- _Task statement_
Give back the line containing "unit tests only." along with every line after it, exactly, until the entries end.

Recorded data:

PR #248, opened 2018-03-05
[WIP] Started adding validation for CBSettings and UserDetails pages

### LINKED ISSUE #161: Need to have input validation for usersDetailsPage and cbSettingsPage
At the moment it just checks for no-input, we just need the same sort of thing we do in the cb signup page

RogeredBacon:
Started adding validation on the routes associated with adminCBSettingsPage and adminUserDetailsPage along with error messages and stuff similar to the CBSignup page.

Fixes #161 

*This will probably cause some tests to fail/become irrelevant so I'll fix/add appropriate tests when it all works

### DIFF
--- a/react-backend/client/src/components/admin/adminCBSettingsPage.js
+++ b/react-backend/client/src/components/admin/adminCBSettingsPage.js
@@ -4,6 +4,7 @@ import Dropzone from 'react-dropzone';
 import { Link } from 'react-router-dom';
 import Logoutbutton from '../visitors/logoutbutton';
 import { adminPost } from './activitiesLib/admin_helpers';
+import errorMessages from '../errors';
 
 export default class AdminCBSettingsPage extends Component {
   constructor(props) {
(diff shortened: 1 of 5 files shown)


react-backend/client/src/components/admin/adminCBSettingsPage.js
```diff
@@ -135,7 +138,36 @@ export default class AdminCBSettingsPage extends Component {
...
+            this.setError([
+              errorMessages.NAME_ERROR,
+              errorMessages.EMAIL_ERROR,
+            ]);
+            break;
+          case 'noinput':
+            this.setError([errorMessages.NO_INPUT_ERROR]);
+            break;
+          default:
+            return data.details;
```
eliascodes: this is redundant if you've got `return` on line 169, you can just put `break` here

eliascodes:
Oops, just seen:

> ...so I'll fix/add appropriate tests...

👍

PR #249, opened 2018-03-06
📝 add note on postmark API key for dev/test environments

### LINKED ISSUE #240: Issue with rejected promises from postmark
After implementing #238, it good old trav has flagged an issue as tests are failing. I am going to do some digging to see what's going wrong...

Relates #239

eliascodes:
Fixes #240

@astroash @RogeredBacon Make sure you've set `POSTMARK_KEY_DEV` and `POSTMARK_KEY_TEST` to equal `POSTMARK_API_TEST`.


astroash:
@eliascodes I reckon we want to be able to send emails in dev environment, just not in test. When logging into the app to manually test, I've only ever used my actual email (or James) rather than the ones in `data.sql`. Having our app actually emailing allows you to get a new copy of the qr code and reset emails ect.

RogeredBacon:
Good point, I agree

docs/config_guide.md
```diff
@@ -24,6 +24,9 @@ DATABASE_URL_TEST=...
 
 # Postmark API key for various environments
 # Postmark is the service used to send e-mails
+# NOTE: Use "POSTMARK_API_TEST" as the API key in "test" and "dev" environments, this will prevent sending
```
astroash: Can you remove "dev" environments? Also is it worth linking to postmarks docs rather than our issue?

eliascodes: The bit about the test API key isn't totally obvious in the postmark docs, our issue has a screenshot of the right part of the docs.

PR #798, opened 2026-04-07
Fix performance regression in python

sfc-gh-turbaszek:
The _requires_open and _requires_fetch_mode decorators on _fetchone() were executing on every row (1M times for a 1M row fetch), but these checks only need to run once per fetch operation. Move them to the caller level: fetchmany(), fetchall(), and the concrete fetchone() overrides.

Also inline the is_closed() method call in _requires_open to avoid an extra method dispatch per decorated call.


sfc-gh-turbaszek:
https://es-ci-legacy-mainvalidation-001.jenkinsdev1.us-west-2.aws-dev.app.snowflake.com/job/universal-driver-performance-tests/406/

PR #801, opened 2026-04-08
feat: support all C data types for boolean parameter binding

sfc-gh-makowalski:
Previously, ReadODBC for SnowflakeBoolean only handled SQL_C_BIT
(raw u8). Per the ODBC spec, SQL_BIT should accept all numeric C
types, SQL_C_CHAR, SQL_C_WCHAR, SQL_C_NUMERIC, and SQL_C_BINARY.

Added matching on binding.value_type for all integer types (nonzero
= true), float/double (nonzero = true, non-finite values rejected),
char/wchar (parse numeric string or "true"/"false"), numeric struct
(check val != 0), and binary (rejecting buffers with lenght other than 1).

CDataType::Default is handled explicitly (maps to u8, same as Bit).

Invalid boolean values (non-finite floats, unparseable strings) return
SQLSTATE 22018 (InvalidCharacterValueForCast) via a new
InvalidBooleanValue error variant in JsonBindingError.

Includes unit tests for each conversion path through the full
make_converter -> ParamConverter -> ReadODBC + WriteJson pipeline,
including edge cases: -0.0, NaN, ±inf, multi-byte binary buffers.

SNOW-3031772

Made-with: Cursor

### DIFF
--- a/odbc/src/conversion/boolean.rs
+++ b/odbc/src/conversion/boolean.rs
@@ -190,8 +190,26 @@ impl ReadODBC for SnowflakeBoolean {
             CDataType::UShort => Ok(read_unaligned::<u16>(binding) != 0),
             CDataType::SBigInt => Ok(read_unaligned::<i64>(binding) != 0),
             CDataType::UBigInt => Ok(read_unaligned::<u64>(binding) != 0),
-            CDataType::Float => Ok(read_unaligned::<f32>(binding) != 0.0),
-            CDataType::Double => Ok(read_unaligned::<f64>(binding) != 0.0),
+            CDataType::Float => {
+                let v = read_unaligned::<f32>(binding);
+                if !v.is_finite() {
+                    return UnsupportedCDataTypeSnafu {
+                        c_type: binding.value_type,
+                    }
+                    .fail();
+                }
+                Ok(v != 0.0)
+            }
+            CDataType::Double => {
+                let v = read_unaligned::<f64>(binding);
+                if !v.is_finite() {
+                    return UnsupportedCDataTypeSnafu {
+                        c_type: binding.value_type,
+                    }
+                    .fail();
+                }
+                Ok(v != 0.0)
+            }
             CDataType::Char => {
                 let s = read_char_str(binding)?;
                 parse_str_to_bool(&s, binding.value_type)
--- a/odbc/src/conversion/boolean.rs
+++ b/odbc/src/conversion/boolean.rs
@@ -4,14 +4,14 @@ use serde_json::Value;
 
 use crate::api::CDataType;
 use crate::api::ParameterBinding;
+use crate::conversion::error::JsonBindingError;
 use crate::conversion::error::UnsupportedCDataTypeSnafu;
-use crate::conversion::error::{JsonBindingError, NumericMagnitudeOverflowSnafu};
 use crate::conversion::error::{ReadArrowError, UnsupportedOdbcTypeSnafu, WriteOdbcError};
 use crate::conversion::numeric_helpers::{
     reject_multi_field_interval, write_interval_second, write_single_field_interval,
 };
 use crate::conversion::param_binding::{
-    read_char_str, read_numeric_struct, read_unaligned, read_wchar_str,
+    buffer_data_len, read_char_str, read_unaligned, read_wchar_str,
 };
 use crate::conversion::traits::Binding;
 use crate::conversion::traits::{ReadODBC, SnowflakeLogicalType, WriteJson};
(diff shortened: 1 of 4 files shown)


sfc-gh-makowalski:
* **#802** <a href="https://app.graphite.com/github/pr/snowflakedb/universal-driver/802?utm_source=stack-comment-icon" target="_blank">Graphite</a>
* **#801** <a href="https://app.graphite.com/github/pr/snowflakedb/universal-driver/801?utm_source=stack-comment-icon" target="_blank">Graphite</a> 👈 <a href="https://app.graphite.com/github/pr/snowflakedb/universal-driver/801?utm_source=stack-comment-view-in-graphite" target="_blank">(View in Graphite)</a>
* `main`


<h2></h2>

odbc/src/conversion/boolean.rs
```diff
@@ -152,12 +155,86 @@ impl WriteODBCType for SnowflakeBoolean {
...
+/// converted to a numeric value, then 0 → false, nonzero → true.
+/// Also accepts "true"/"false" literals for Snowflake compatibility.
+fn parse_str_to_bool(s: &str, c_type: CDataType) -> Result<bool, JsonBindingError> {
+    let trimmed = s.trim();
+    if let Ok(i) = trimmed.parse::<i64>() {
+        return Ok(i != 0);
+    }
+    if let Ok(f) = trimmed.parse::<f64>() {
+        return match f.is_finite() {
+            true => Ok(f != 0.0),
```
sfc-gh-pbulawa, line 170: What about `-0.0`?

odbc/src/conversion/boolean.rs
```diff
@@ -152,12 +155,86 @@ impl WriteODBCType for SnowflakeBoolean {
...
+            CDataType::UBigInt => Ok(read_unaligned::<u64>(binding) != 0),
+            CDataType::Float => {
+                let v = read_unaligned::<f32>(binding);
+                if !v.is_finite() {
+                    return UnsupportedCDataTypeSnafu {
+                        c_type: binding.value_type,
+                    }
+                    .fail();
+                }
+                Ok(v != 0.0)
```
sfc-gh-pbulawa, line 211: What about `-0.0`?

odbc/src/conversion/boolean.rs
```diff
@@ -152,12 +155,86 @@ impl WriteODBCType for SnowflakeBoolean {
...
+            }
+            CDataType::Double => {
+                let v = read_unaligned::<f64>(binding);
+                if !v.is_finite() {
+                    return UnsupportedCDataTypeSnafu {
+                        c_type: binding.value_type,
+                    }
+                    .fail();
+                }
+                Ok(v != 0.0)
```
sfc-gh-pbulawa, line 221: Again, `-0.0` is missing

odbc/src/conversion/boolean.rs
```diff
@@ -152,12 +155,86 @@ impl WriteODBCType for SnowflakeBoolean {
...
+/// Also accepts "true"/"false" literals for Snowflake compatibility.
+fn parse_str_to_bool(s: &str, c_type: CDataType) -> Result<bool, JsonBindingError> {
+    let trimmed = s.trim();
+    if let Ok(i) = trimmed.parse::<i64>() {
+        return Ok(i != 0);
+    }
+    if let Ok(f) = trimmed.parse::<f64>() {
+        return match f.is_finite() {
+            true => Ok(f != 0.0),
+            false => UnsupportedCDataTypeSnafu { c_type }.fail(),
```
sfc-gh-pbulawa: The datatype is supported, but the value is wrong. Can you introduce a new error, e.g. `InvalidValue/InvalidBooleanValue`?

odbc/src/conversion/boolean.rs
```diff
@@ -152,12 +155,86 @@ impl WriteODBCType for SnowflakeBoolean {
...
+            CDataType::Numeric => {
+                let n = read_unaligned::<sql::Numeric>(binding);
+                Ok(u128::from_le_bytes(n.val) != 0)
+            }
+            CDataType::Binary => {
+                let len = buffer_data_len(binding);
+                if len == 0 {
+                    return Ok(false);
+                }
+                let first = unsafe { *(binding.parameter_value_ptr as *const u8) };
```
sfc-gh-pbulawa: The whole buffer should be checked, as any non-zero value should produce `true`

sfc-gh-pbulawa:
Add E2E tests for the changes.

sfc-gh-pbulawa (changes requested):

odbc/src/conversion/boolean.rs
sfc-gh-makowalski: Done — now rejects len != 1 with SQLSTATE 22003 (NumericValueOutOfRange).

The ODBC spec for SQL_C_BINARY → SQL_BIT says the byte length must equal the SQL data length (1 byte), otherwise SQLSTATE 22003.

sfc-gh-pbulawa: If that's the case, let's add a length check and make it on-par with the ODBC API and the old driver. Is the old driver spec-compliant with the explicit check?

sfc-gh-makowalski:
> Add E2E tests for the changes.

​That's added in the next PR (802), here we have unit tests only.

odbc/src/conversion/boolean.rs
sfc-gh-makowalski: Confirmed on CI: the old ODBC driver also rejects multi-byte binary buffers for SQL_BIT. Our implementation now matches both the spec and the old driver.

sfc-gh-pbulawa (approved):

- _Finished exercise_
​That's added in the next PR (802), here we have unit tests only.

odbc/src/conversion/boolean.rs
sfc-gh-makowalski: Confirmed on CI: the old ODBC driver also rejects multi-byte binary buffers for SQL_BIT. Our implementation now matches both the spec and the old driver.

sfc-gh-pbulawa (approved):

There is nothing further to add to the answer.